-------- EXCERPTED DATA --------
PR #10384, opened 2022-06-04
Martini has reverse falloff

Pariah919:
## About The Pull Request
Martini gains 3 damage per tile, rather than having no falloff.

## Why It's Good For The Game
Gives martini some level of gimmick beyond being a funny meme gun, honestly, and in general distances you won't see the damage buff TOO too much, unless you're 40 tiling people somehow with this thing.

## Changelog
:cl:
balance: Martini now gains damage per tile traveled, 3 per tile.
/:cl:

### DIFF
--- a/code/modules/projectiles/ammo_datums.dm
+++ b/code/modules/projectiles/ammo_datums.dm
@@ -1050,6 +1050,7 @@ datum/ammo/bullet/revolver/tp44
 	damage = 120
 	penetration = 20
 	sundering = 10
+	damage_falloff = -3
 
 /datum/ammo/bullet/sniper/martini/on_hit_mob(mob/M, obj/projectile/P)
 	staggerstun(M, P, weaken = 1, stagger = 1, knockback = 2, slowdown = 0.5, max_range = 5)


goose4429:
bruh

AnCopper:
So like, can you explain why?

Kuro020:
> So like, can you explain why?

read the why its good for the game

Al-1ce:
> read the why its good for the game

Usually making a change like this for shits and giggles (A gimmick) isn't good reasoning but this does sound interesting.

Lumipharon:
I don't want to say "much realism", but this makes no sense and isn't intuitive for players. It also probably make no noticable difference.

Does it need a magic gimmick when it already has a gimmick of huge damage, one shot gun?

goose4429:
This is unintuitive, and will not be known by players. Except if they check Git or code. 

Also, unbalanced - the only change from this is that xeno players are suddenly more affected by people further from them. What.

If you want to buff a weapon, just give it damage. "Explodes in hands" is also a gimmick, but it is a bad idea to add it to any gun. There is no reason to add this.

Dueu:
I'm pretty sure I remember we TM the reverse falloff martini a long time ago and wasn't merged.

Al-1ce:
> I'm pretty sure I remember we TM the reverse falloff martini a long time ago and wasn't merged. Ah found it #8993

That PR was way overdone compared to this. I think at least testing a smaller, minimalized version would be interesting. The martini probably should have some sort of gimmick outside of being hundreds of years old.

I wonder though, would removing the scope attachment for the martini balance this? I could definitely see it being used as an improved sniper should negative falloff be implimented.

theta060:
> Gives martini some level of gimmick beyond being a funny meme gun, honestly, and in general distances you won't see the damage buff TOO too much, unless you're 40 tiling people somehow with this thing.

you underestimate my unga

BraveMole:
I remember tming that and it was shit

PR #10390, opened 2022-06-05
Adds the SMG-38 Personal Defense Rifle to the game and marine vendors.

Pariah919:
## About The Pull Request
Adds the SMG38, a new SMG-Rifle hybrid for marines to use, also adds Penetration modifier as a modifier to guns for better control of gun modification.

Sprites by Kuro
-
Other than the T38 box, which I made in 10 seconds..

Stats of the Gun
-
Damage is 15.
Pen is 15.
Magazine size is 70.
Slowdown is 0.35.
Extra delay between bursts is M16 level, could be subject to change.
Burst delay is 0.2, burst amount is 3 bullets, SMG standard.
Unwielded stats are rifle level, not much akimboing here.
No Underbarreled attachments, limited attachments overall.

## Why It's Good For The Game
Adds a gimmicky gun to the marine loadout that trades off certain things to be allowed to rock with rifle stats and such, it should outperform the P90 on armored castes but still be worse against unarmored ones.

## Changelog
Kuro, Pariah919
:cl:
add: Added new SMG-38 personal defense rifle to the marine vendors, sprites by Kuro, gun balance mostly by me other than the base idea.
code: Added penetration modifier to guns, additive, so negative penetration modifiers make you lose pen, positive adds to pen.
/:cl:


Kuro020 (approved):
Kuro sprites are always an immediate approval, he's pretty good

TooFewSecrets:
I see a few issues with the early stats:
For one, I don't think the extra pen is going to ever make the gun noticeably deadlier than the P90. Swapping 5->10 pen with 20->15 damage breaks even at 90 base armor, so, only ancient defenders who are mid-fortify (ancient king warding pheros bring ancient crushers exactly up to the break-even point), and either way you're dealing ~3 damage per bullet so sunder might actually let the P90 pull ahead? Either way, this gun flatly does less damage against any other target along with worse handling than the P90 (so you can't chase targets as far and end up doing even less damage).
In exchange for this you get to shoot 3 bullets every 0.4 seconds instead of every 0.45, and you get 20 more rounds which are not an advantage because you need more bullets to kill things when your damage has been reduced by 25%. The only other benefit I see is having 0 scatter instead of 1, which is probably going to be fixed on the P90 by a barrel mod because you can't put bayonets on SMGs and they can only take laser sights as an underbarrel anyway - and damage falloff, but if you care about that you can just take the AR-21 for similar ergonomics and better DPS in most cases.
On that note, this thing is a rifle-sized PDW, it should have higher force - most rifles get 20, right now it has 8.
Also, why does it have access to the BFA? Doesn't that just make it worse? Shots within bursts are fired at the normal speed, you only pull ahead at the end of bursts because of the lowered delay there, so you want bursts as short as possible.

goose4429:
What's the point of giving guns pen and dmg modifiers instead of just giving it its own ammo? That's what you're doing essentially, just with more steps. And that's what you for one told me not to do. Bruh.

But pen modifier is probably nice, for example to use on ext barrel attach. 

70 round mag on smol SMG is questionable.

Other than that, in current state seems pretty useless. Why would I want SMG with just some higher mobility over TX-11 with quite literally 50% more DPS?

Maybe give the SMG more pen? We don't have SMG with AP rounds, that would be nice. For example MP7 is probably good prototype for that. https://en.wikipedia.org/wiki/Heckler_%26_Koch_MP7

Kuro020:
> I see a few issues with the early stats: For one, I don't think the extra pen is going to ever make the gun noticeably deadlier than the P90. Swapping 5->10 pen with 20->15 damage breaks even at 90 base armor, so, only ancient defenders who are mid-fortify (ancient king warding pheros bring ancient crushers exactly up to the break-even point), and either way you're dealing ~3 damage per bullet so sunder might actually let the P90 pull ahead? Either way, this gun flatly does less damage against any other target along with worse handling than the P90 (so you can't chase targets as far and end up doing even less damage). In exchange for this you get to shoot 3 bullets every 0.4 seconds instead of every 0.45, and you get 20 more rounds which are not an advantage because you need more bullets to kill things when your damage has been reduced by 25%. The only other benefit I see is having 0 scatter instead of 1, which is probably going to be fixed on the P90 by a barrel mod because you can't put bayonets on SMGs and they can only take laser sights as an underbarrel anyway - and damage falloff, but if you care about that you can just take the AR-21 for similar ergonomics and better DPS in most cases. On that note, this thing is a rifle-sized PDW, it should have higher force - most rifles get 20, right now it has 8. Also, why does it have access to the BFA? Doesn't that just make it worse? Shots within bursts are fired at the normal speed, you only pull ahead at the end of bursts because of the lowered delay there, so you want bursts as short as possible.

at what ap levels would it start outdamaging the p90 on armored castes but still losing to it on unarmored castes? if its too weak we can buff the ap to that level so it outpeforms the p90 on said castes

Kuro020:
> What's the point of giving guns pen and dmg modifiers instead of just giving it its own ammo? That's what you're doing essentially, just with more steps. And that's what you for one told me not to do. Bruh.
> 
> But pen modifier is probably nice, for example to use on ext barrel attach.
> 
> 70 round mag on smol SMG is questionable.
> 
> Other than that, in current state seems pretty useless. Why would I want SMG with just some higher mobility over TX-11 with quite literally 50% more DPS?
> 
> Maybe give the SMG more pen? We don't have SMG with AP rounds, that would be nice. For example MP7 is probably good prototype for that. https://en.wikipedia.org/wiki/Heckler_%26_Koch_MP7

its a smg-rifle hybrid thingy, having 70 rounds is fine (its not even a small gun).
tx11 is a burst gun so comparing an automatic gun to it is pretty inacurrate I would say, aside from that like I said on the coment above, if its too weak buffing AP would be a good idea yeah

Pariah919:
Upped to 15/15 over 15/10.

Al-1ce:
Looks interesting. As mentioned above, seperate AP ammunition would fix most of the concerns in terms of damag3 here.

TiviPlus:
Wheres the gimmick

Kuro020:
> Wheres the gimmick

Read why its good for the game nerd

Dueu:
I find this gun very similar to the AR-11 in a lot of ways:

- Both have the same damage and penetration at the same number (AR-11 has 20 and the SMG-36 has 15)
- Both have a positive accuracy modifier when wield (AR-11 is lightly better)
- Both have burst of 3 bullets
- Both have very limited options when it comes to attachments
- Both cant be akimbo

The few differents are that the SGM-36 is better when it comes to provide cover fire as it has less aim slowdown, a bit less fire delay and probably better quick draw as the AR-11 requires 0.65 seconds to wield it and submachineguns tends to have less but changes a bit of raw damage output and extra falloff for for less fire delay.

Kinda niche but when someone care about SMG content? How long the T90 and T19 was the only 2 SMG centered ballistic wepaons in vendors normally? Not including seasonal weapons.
--------
-------- EXCERPTED DATA --------
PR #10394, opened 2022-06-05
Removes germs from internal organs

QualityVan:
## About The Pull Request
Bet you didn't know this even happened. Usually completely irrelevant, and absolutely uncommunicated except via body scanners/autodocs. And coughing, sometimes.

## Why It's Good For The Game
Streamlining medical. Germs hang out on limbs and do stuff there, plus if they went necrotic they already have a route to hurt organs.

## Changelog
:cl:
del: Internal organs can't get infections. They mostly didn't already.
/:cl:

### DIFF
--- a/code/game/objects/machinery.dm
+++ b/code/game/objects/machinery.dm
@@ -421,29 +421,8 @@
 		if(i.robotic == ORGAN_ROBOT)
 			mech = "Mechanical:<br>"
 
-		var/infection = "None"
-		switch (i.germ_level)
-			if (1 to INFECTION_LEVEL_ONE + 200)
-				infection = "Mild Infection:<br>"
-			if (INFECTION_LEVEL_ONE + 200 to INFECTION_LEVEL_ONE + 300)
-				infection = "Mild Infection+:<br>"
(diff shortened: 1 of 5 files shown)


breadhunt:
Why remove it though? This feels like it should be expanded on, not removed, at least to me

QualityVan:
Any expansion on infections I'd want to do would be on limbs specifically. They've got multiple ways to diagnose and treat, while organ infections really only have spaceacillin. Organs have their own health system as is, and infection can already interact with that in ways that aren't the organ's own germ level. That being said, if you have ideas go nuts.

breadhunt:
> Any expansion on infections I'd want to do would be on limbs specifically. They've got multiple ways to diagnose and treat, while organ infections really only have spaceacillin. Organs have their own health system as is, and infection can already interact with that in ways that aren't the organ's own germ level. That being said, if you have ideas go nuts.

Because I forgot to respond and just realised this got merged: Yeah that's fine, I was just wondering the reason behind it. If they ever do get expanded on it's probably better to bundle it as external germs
--------
:: TASK REQUIREMENTS ::
Only the number of lines above that contain "rifles" should be given as the answer.

:: WORKED SOLUTION ::
2